--- GOAL OF THE EXERCISE ---
Please repeat the lines below, exactly and only, from the one that holds "scheduler for throttle" through the one that holds "the monitored property.</typeparam>".

[[ DATA PROVIDED, beginning ]]

PR #1081, opened 2026-04-14
Overhaul XML documentation for ObservableListEx extension methods

dwcullop:
### What

Complete rewrite of XML doc comments for ObservableListEx, covering ~60 unique operators and ~124 total overloads. Every operator now has publication-quality documentation suitable for extraction to the ReactiveUI docs site.

### Why

The existing XML comments were shallow and generic ("Filters source using the specified filter observable predicate", "The source", "An observable which emits the change set"). Developers had to read the implementation source to understand how list operators actually behave, especially around the list-specific change reasons (AddRange, RemoveRange, Moved, Clear) that have no cache equivalent.

### What changed

**Event behavior tables**: 31 operators now have a structured `<list type="table">` documenting how each `ListChangeReason` event is handled, including the list-specific reasons: **Add**, **AddRange**, **Replace**, **Remove**, **RemoveRange**, **Moved**, **Refresh**, **Clear**, **OnError**, and **OnCompleted**. Multi-source operators (FilterOnObservable, MergeManyChangeSets) have separate parent-side and per-item-observable tables.

**Cross-references**: 157 `<seealso>` tags linking related operators: async variants (Transform/TransformAsync), similar operators (Filter/FilterOnObservable/FilterOnProperty), complementary operators (Filter+AutoRefresh, Sort+Bind), and commonly confused operators (MergeMany vs MergeManyChangeSets vs MergeChangeSets).

**Secondary overloads**: 49 `<inheritdoc>` tags with delta `<remarks>` for overloads that delegate to a primary.

**"Worth noting" sections**: 20 operators have a labeled section calling out non-obvious behavior: OnItemRemoved firing for all tracked items on disposal, Transform silently appending when Add index is out of bounds, MergeChangeSets forwarding Replace via ReplaceOrAdd (not decomposing into Remove+Add), per-item observable operators requiring at least one emission before items become visible, ListFilterPolicy differences (CalculateDiff vs ClearAndReplace), and more.

**Summaries trimmed**: Every summary is 1-3 sentences describing what the operator does. All behavioral detail lives in `<remarks>`.

### Accuracy verification

Three review agents cross-checked the documentation against the actual implementation code:

- 10 operators traced end-to-end against their implementation files (Filter, Transform, OnItemRemoved, MergeChangeSets, Sort, GroupOn, etc.)
- 2 inaccuracies caught and fixed during review: MergeChangeSets Replace behavior (was incorrectly documented as Remove+Add, actually uses ReplaceOrAdd), Transform Moved exception behavior (undocumented `UnspecifiedIndexException`)
- 7 operators confirmed accurate on first pass

### DIFF
--- a/src/DynamicData/List/ObservableListEx.cs
+++ b/src/DynamicData/List/ObservableListEx.cs
@@ -1890,15 +1890,16 @@ public static class ObservableListEx
     }
 
     /// <summary>
-    /// Strips index information from all changes in the stream using <c>YieldWithoutIndex</c>.
+    /// Strips index information from all changes in the stream.
     /// </summary>
     /// <typeparam name="T">The type of the object.</typeparam>
     /// <param name="source">The source list changeset stream.</param>
     /// <returns>A list changeset stream with all index values removed from changes.</returns>
     /// <exception cref="ArgumentNullException"><paramref name="source"/> is <c>null</c>.</exception>
     /// <remarks>
-    /// <para>This is a workaround operator introduced for internal use (e.g., creating Or operators via MergeMany). Most consumers should not need this.</para>
+    /// <para>Removes index positions from every change in each changeset. This is useful when downstream operators do not require or support index-based operations.</para>
     /// </remarks>
+    /// <seealso cref="ChangeSetEx.YieldWithoutIndex{T}(IEnumerable{Change{T}})"/>
     public static IObservable<IChangeSet<T>> RemoveIndex<T>(this IObservable<IChangeSet<T>> source)
         where T : notnull
     {
@@ -2686,7 +2687,7 @@ public static class ObservableListEx
 
     /// <summary>
     /// Filters the changeset stream to include only changes with the specified <see cref="ListChangeReason"/> values.
-    /// Index information is stripped from the output (via <c>YieldWithoutIndex</c>).
+    /// Index information is stripped from the output because removing some changes invalidates the original index positions.
     /// </summary>
     /// <typeparam name="T">The type of the item.</typeparam>
     /// <param name="source">The source list changeset stream.</param>
@@ -2707,6 +2708,7 @@ public static class ObservableListEx
     /// </remarks>
     /// <seealso cref="WhereReasonsAreNot{T}(IObservable{IChangeSet{T}}, ListChangeReason[])"/>
     /// <seealso cref="SuppressRefresh{T}(IObservable{IChangeSet{T}})"/>
+    /// <seealso cref="ChangeSetEx.YieldWithoutIndex{T}(IEnumerable{Change{T}})"/>
     public static IObservable<IChangeSet<T>> WhereReasonsAre<T>(this IObservable<IChangeSet<T>> source, params ListChangeReason[] reasons)
         where T : notnull
     {
@@ -2728,7 +2730,8 @@ public static class ObservableListEx
 
     /// <summary>
     /// Filters the changeset stream to exclude changes with the specified <see cref="ListChangeReason"/> values.
-    /// Index information is stripped from the output (via <c>YieldWithoutIndex</c>), except when only filtering out <see cref="ListChangeReason.Refresh"/>.
+    /// Index information is stripped from the output because removing some changes invalidates the original index positions.
+    /// The exception is when only <see cref="ListChangeReason.Refresh"/> is excluded, since removing Refresh does not affect index calculations.
     /// </summary>
     /// <typeparam name="T">The type of the item.</typeparam>
     /// <param name="source">The source list changeset stream.</param>
@@ -2739,11 +2742,12 @@ public static class ObservableListEx
     /// <remarks>
     /// <para>
     /// Empty changesets (after filtering) are automatically suppressed. When only <see cref="ListChangeReason.Refresh"/> is excluded,
-    /// indices are preserved (no <c>YieldWithoutIndex</c>), since removing Refresh does not affect index calculations.
+    /// indices are preserved, since removing Refresh does not affect index calculations.
     /// </para>
     /// </remarks>
     /// <seealso cref="WhereReasonsAre{T}(IObservable{IChangeSet{T}}, ListChangeReason[])"/>
     /// <seealso cref="SuppressRefresh{T}(IObservable{IChangeSet{T}})"/>
+    /// <seealso cref="ChangeSetEx.YieldWithoutIndex{T}(IEnumerable{Change{T}})"/>
     public static IObservable<IChangeSet<T>> WhereReasonsAreNot<T>(this IObservable<IChangeSet<T>> source, params ListChangeReason[] reasons)
         where T : notnull
     {
--- a/src/DynamicData/List/ObservableListEx.cs
+++ b/src/DynamicData/List/ObservableListEx.cs
@@ -28,7 +28,7 @@ public static class ObservableListEx
     /// The adaptor's <c>Adapt</c> method is called for each changeset under a synchronized lock, then the changeset is forwarded downstream.
     /// </summary>
     /// <typeparam name="T">The type of items in the list.</typeparam>
-    /// <param name="source">The source <see cref="IObservable{T}"/> of <see cref="IChangeSet{T}"/>.</param>
+    /// <param name="source">The source <see cref="IObservable{IChangeSet{T}}"/> of <see cref="IChangeSet{T}"/>.</param>
     /// <param name="adaptor">The <see cref="IChangeSetAdaptor{T}"/> adaptor whose <c>Adapt</c> method is invoked for each changeset.</param>
     /// <returns>A list changeset stream identical to the source, with the adaptor side effect applied.</returns>
     /// <exception cref="ArgumentNullException"><paramref name="source"/> or <paramref name="adaptor"/> is <see langword="null"/>.</exception>
@@ -71,7 +71,7 @@ public static class ObservableListEx
     /// </summary>
     /// <typeparam name="TObject">The type of items in the list.</typeparam>
     /// <typeparam name="TKey">The type of the key.</typeparam>
-    /// <param name="source">The source <see cref="IObservable{T}"/> of <see cref="IChangeSet{T}"/>.</param>
+    /// <param name="source">The source <see cref="IObservable{IChangeSet{TObject}}"/> of <see cref="IChangeSet{T}"/>.</param>
     /// <param name="keySelector">A <see cref="Func{T, TResult}"/> function to extract a unique key from each item.</param>
     /// <returns>A cache changeset stream (<see cref="IObservable{T}"/> of <see cref="IChangeSet{TObject, TKey}"/>) with keyed items.</returns>
     /// <remarks>
@@ -96,8 +96,8 @@ public static class ObservableListEx
     /// Only items present in ALL sources appear in the result.
     /// </summary>
     /// <typeparam name="T">The type of items in the lists.</typeparam>
-    /// <param name="source">The primary source <see cref="IObservable{T}"/> of <see cref="IChangeSet{T}"/>.</param>
-    /// <param name="others">Additional <see cref="IObservable{T}"/> changeset streams to intersect with.</param>
+    /// <param name="source">The primary source <see cref="IObservable{IChangeSet{T}}"/> of <see cref="IChangeSet{T}"/>.</param>
+    /// <param name="others">The additional <see cref="IObservable{IChangeSet{T}}"/> changeset streams to intersect with.</param>
     /// <returns>A list changeset stream containing items that exist in every source.</returns>
     /// <remarks>
     /// <para>
@@ -141,13 +141,13 @@ public static class ObservableListEx
         where T : notnull => sources.Combine(CombineOperator.And);
 
     /// <inheritdoc cref="And{T}(IObservable{IChangeSet{T}}, IObservable{IChangeSet{T}}[])"/>
-    /// <param name="sources">An <see cref="IObservableList{T}"/> of <see cref="IObservableList{T}"/>. Each inner list's changes are connected automatically.</param>
+    /// <param name="sources">An <see cref="IObservableList{IObservableList{T}}"/> of <see cref="IObservableList{IObservableList{T}}"/>. Each inner list's changes are connected automatically.</param>
     /// <remarks>This overload accepts <see cref="IObservableList{T}"/> instances directly, calling <c>Connect()</c> internally.</remarks>
     public static IObservable<IChangeSet<T>> And<T>(this IObservableList<IObservableList<T>> sources)
         where T : notnull => sources.Combine(CombineOperator.And);
 
     /// <inheritdoc cref="And{T}(IObservable{IChangeSet{T}}, IObservable{IChangeSet{T}}[])"/>
-    /// <param name="sources">An <see cref="IObservableList{T}"/> of <see cref="ISourceList{T}"/>. Each inner list's changes are connected automatically.</param>
+    /// <param name="sources">An <see cref="IObservableList{ISourceList{T}}"/> of <see cref="ISourceList{T}"/>. Each inner list's changes are connected automatically.</param>
     /// <remarks>This overload accepts <see cref="ISourceList{T}"/> instances directly, calling <c>Connect()</c> internally.</remarks>
     public static IObservable<IChangeSet<T>> And<T>(this IObservableList<ISourceList<T>> sources)
         where T : notnull => sources.Combine(CombineOperator.And);
@@ -172,7 +172,7 @@ public static class ObservableListEx
     /// The list is kept in sync with the source stream for the lifetime of the subscription.
     /// </summary>
     /// <typeparam name="T">The type of items in the list.</typeparam>
-    /// <param name="source">The source <see cref="IObservable{T}"/> of <see cref="IChangeSet{T}"/>.</param>
+    /// <param name="source">The source <see cref="IObservable{IChangeSet{T}}"/> of <see cref="IChangeSet{T}"/>.</param>
     /// <returns>A read-only observable list reflecting the current state of the stream.</returns>
     /// <exception cref="ArgumentNullException"><paramref name="source"/> is <see langword="null"/>.</exception>
     /// <seealso cref="AsObservableList{T}(ISourceList{T})"/>
@@ -189,9 +189,9 @@ public static class ObservableListEx
     /// changes when any property changes, causing downstream operators to re-evaluate.
     /// </summary>
     /// <typeparam name="TObject">The type of items, which must implement <see cref="INotifyPropertyChanged"/>.</typeparam>
-    /// <param name="source">The source <see cref="IObservable{T}"/> of <see cref="IChangeSet{T}"/>.</param>
-    /// <param name="changeSetBuffer">Optional <see cref="TimeSpan"/> buffer duration to batch multiple refresh signals into a single changeset.</param>
-    /// <param name="propertyChangeThrottle">Optional <see cref="TimeSpan"/> throttle applied to each item's property change notifications.</param>
+    /// <param name="source">The source <see cref="IObservable{IChangeSet{TObject}}"/> of <see cref="IChangeSet{T}"/>.</param>
+    /// <param name="changeSetBuffer">An optional <see cref="TimeSpan"/> buffer duration to batch multiple refresh signals into a single changeset.</param>
+    /// <param name="propertyChangeThrottle">An optional <see cref="TimeSpan"/> throttle applied to each item's property change notifications.</param>
     /// <param name="scheduler">The scheduler for throttle and buffer timing. Defaults to <see cref="GlobalConfig.DefaultScheduler"/>.</param>
     /// <returns>A list changeset stream with additional <b>Refresh</b> changes injected when properties change.</returns>
     /// <remarks>
@@ -238,10 +238,10 @@ public static class ObservableListEx
     /// <inheritdoc cref="AutoRefresh{TObject}(IObservable{IChangeSet{TObject}}, TimeSpan?, TimeSpan?, IScheduler?)"/>
     /// <typeparam name="TObject">The type of items in the list. Must implement <see cref="INotifyPropertyChanged"/>.</typeparam>
     /// <typeparam name="TProperty">The type of the monitored property.</typeparam>
-    /// <param name="source">The source <see cref="IObservable{T}"/> of <see cref="IChangeSet{T}"/>.</param>
+    /// <param name="source">The source <see cref="IObservable{IChangeSet{TObject}}"/> of <see cref="IChangeSet{T}"/>.</param>
     /// <param name="propertyAccessor">An <see cref="Expression{TDelegate}"/> expression selecting the specific property to monitor.</param>
-    /// <param name="changeSetBuffer">Optional <see cref="TimeSpan"/> buffer duration to batch refresh signals.</param>
-    /// <param name="propertyChangeThrottle">Optional <see cref="TimeSpan"/> throttle per item's property change notifications.</param>
+    /// <param name="changeSetBuffer">An optional <see cref="TimeSpan"/> buffer duration to batch refresh signals.</param>
+    /// <param name="propertyChangeThrottle">An optional <see cref="TimeSpan"/> throttle per item's property change notifications.</param>
     /// <param name="scheduler">The <see cref="IScheduler"/> for throttle and buffer timing.</param>
     /// <remarks>This overload monitors a single property instead of all properties. More efficient when only one property affects downstream operators.</remarks>
     public static IObservable<IChangeSet<TObject>> AutoRefresh<TObject, TProperty>(this IObservable<IChangeSet<TObject>> source, Expression<Func<TObject, TProperty>> propertyAccessor, TimeSpan? changeSetBuffer = null, TimeSpan? propertyChangeThrottle = null, IScheduler? scheduler = null)
@@ -270,9 +270,9 @@ public static class ObservableListEx
     /// </summary>
     /// <typeparam name="TObject">The type of items in the list.</typeparam>
     /// <typeparam name="TAny">The type emitted by the re-evaluator observable (value is ignored).</typeparam>
-    /// <param name="source">The source <see cref="IObservable{T}"/> of <see cref="IChangeSet{T}"/>.</param>
+    /// <param name="source">The source <see cref="IObservable{IChangeSet{TObject}}"/> of <see cref="IChangeSet{T}"/>.</param>
     /// <param name="reevaluator">A <see cref="Func{T, TResult}"/> factory that, given an item, returns an observable whose emissions trigger a <b>Refresh</b> for that item.</param>
-    /// <param name="changeSetBuffer">Optional <see cref="TimeSpan"/> buffer duration to batch refresh signals into a single changeset.</param>
+    /// <param name="changeSetBuffer">An optional <see cref="TimeSpan"/> buffer duration to batch refresh signals into a single changeset.</param>
     /// <param name="scheduler">The <see cref="IScheduler"/> for buffering.</param>
     /// <returns>A list changeset stream with additional <b>Refresh</b> changes injected when per-item observables fire.</returns>
     /// <remarks>
@@ -308,7 +308,7 @@ public static class ObservableListEx
     /// Applies changeset mutations to a target <see cref="IObservableCollection{T}"/> for UI data binding.
     /// </summary>
     /// <typeparam name="T">The type of items in the list.</typeparam>
-    /// <param name="source">The source <see cref="IObservable{T}"/> of <see cref="IChangeSet{T}"/>.</param>
+    /// <param name="source">The source <see cref="IObservable{IChangeSet{T}}"/> of <see cref="IChangeSet{T}"/>.</param>
     /// <param name="targetCollection">The <see cref="IObservableCollection{T}"/> target collection to keep in sync.</param>
     /// <param name="resetThreshold">When a changeset exceeds this many changes, the collection is reset instead of applying individual changes.</param>
     /// <returns>A continuation of the source changeset stream (allows further chaining).</returns>
@@ -355,7 +355,7 @@ public static class ObservableListEx
     }
 
     /// <inheritdoc cref="Bind{T}(IObservable{IChangeSet{T}}, IObservableCollection{T}, int)"/>
-    /// <param name="source">The source <see cref="IObservable{T}"/> of <see cref="IChangeSet{T}"/>.</param>
+    /// <param name="source">The source <see cref="IObservable{IChangeSet{T}}"/> of <see cref="IChangeSet{T}"/>.</param>
     /// <param name="targetCollection">The <see cref="IObservableCollection{T}"/> target collection to keep in sync.</param>
     /// <param name="options"><see cref="BindingOptions"/> options controlling reset threshold and other behaviors.</param>
     /// <remarks>This overload accepts a <see cref="BindingOptions"/> struct for fine-grained control over binding behavior.</remarks>
@@ -370,8 +370,8 @@ public static class ObservableListEx
     }
 
     /// <inheritdoc cref="Bind{T}(IObservable{IChangeSet{T}}, IObservableCollection{T}, int)"/>
-    /// <param name="source">The source <see cref="IObservable{T}"/> of <see cref="IChangeSet{T}"/>.</param>
-    /// <param name="readOnlyObservableCollection">Output parameter receiving the created <see cref="ReadOnlyObservableCollection{T}"/>.</param>
+    /// <param name="source">The source <see cref="IObservable{IChangeSet{T}}"/> of <see cref="IChangeSet{T}"/>.</param>
+    /// <param name="readOnlyObservableCollection">An output parameter receiving the created <see cref="ReadOnlyObservableCollection{T}"/>.</param>
     /// <param name="resetThreshold">When a changeset exceeds this many changes, the collection is reset.</param>
     /// <remarks>This overload creates a <see cref="ReadOnlyObservableCollection{T}"/> via an <c>out</c> parameter, backed by an internal <c>ObservableCollectionExtended</c>.</remarks>
     public static IObservable<IChangeSet<T>> Bind<T>(this IObservable<IChangeSet<T>> source, out ReadOnlyObservableCollection<T> readOnlyObservableCollection, int resetThreshold = BindingOptions.DefaultResetThreshold)
@@ -390,8 +390,8 @@ public static class ObservableListEx
     }
 
     /// <inheritdoc cref="Bind{T}(IObservable{IChangeSet{T}}, IObservableCollection{T}, int)"/>
-    /// <param name="source">The source <see cref="IObservable{T}"/> of <see cref="IChangeSet{T}"/>.</param>
-    /// <param name="readOnlyObservableCollection">Output parameter receiving the created <see cref="ReadOnlyObservableCollection{T}"/>.</param>
+    /// <param name="source">The source <see cref="IObservable{IChangeSet{T}}"/> of <see cref="IChangeSet{T}"/>.</param>
+    /// <param name="readOnlyObservableCollection">An output parameter receiving the created <see cref="ReadOnlyObservableCollection{T}"/>.</param>
     /// <param name="options"><see cref="BindingOptions"/> options controlling reset threshold and other behaviors.</param>
     /// <remarks>This overload creates a <see cref="ReadOnlyObservableCollection{T}"/> with <see cref="BindingOptions"/> for fine-grained control.</remarks>
     public static IObservable<IChangeSet<T>> Bind<T>(this IObservable<IChangeSet<T>> source, out ReadOnlyObservableCollection<T> readOnlyObservableCollection, BindingOptions options)
@@ -449,10 +449,10 @@ public static class ObservableListEx
     /// Buffers changeset notifications while a pause signal is active, then flushes all buffered changes when resumed.
     /// </summary>
     /// <typeparam name="T">The type of items in the list.</typeparam>
-    /// <param name="source">The source <see cref="IObservable{T}"/> of <see cref="IChangeSet{T}"/>.</param>
-    /// <param name="pauseIfTrueSelector">An <see cref="IObservable{T}"/> of <see cref="bool"/> that controls buffering: <see langword="true"/> pauses (buffers), <see langword="false"/> resumes (flushes).</param>
+    /// <param name="source">The source <see cref="IObservable{IChangeSet{T}}"/> of <see cref="IChangeSet{T}"/>.</param>
+    /// <param name="pauseIfTrueSelector">An <see cref="IObservable{bool}"/> of <see cref="bool"/> that controls buffering: <see langword="true"/> pauses (buffers), <see langword="false"/> resumes (flushes).</param>
     /// <param name="initialPauseState">The initial pause state. When <see langword="true"/>, buffering starts immediately.</param>
-    /// <param name="timeOut">Optional <see cref="TimeSpan"/> maximum duration to keep the buffer open. After this time, the buffer is flushed regardless of pause state.</param>
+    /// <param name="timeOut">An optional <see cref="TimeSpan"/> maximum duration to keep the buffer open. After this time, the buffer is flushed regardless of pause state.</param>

[[ DATA PROVIDED, end ]]

--- PROBLEM SOLUTION ---
     /// <param name="scheduler">The scheduler for throttle and buffer timing. Defaults to <see cref="GlobalConfig.DefaultScheduler"/>.</param>
     /// <returns>A list changeset stream with additional <b>Refresh</b> changes injected when properties change.</returns>
     /// <remarks>
@@ -238,10 +238,10 @@ public static class ObservableListEx
     /// <inheritdoc cref="AutoRefresh{TObject}(IObservable{IChangeSet{TObject}}, TimeSpan?, TimeSpan?, IScheduler?)"/>
     /// <typeparam name="TObject">The type of items in the list. Must implement <see cref="INotifyPropertyChanged"/>.</typeparam>
     /// <typeparam name="TProperty">The type of the monitored property.</typeparam>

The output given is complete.